→ Raw data:
□ □ □

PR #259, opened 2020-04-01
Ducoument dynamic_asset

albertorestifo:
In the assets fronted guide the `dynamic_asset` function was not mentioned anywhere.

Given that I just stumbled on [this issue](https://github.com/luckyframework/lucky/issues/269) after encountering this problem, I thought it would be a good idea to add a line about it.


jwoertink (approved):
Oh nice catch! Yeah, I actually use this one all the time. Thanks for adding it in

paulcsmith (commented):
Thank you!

□ □ □

From the listing above, count the lines that include the word "this" and give the total alone.

→ Exercise output: 2